Records for this task ▸
PR #521, opened 2022-06-14
Add PodSecurityPolicy for cloud-node-manager

ialidzhikov:
/area control-plane
/kind bug
/platform azure

With K8s 1.23 we enable OOT azure CCM. Currently for Shoots with `spec.kubenetes.allowPrivilegedContainers=false` the Shoot creation fails. The root cause is that cloud-node-manager is missing PSP and no cloud-node-manager Pods can be created:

About this exercise ▸
Write out every entry above, word for word.

The answer ▸
PR #521, opened 2022-06-14
Add PodSecurityPolicy for cloud-node-manager

ialidzhikov:
/area control-plane
/kind bug
/platform azure

With K8s 1.23 we enable OOT azure CCM. Currently for Shoots with `spec.kubenetes.allowPrivilegedContainers=false` the Shoot creation fails. The root cause is that cloud-node-manager is missing PSP and no cloud-node-manager Pods can be created:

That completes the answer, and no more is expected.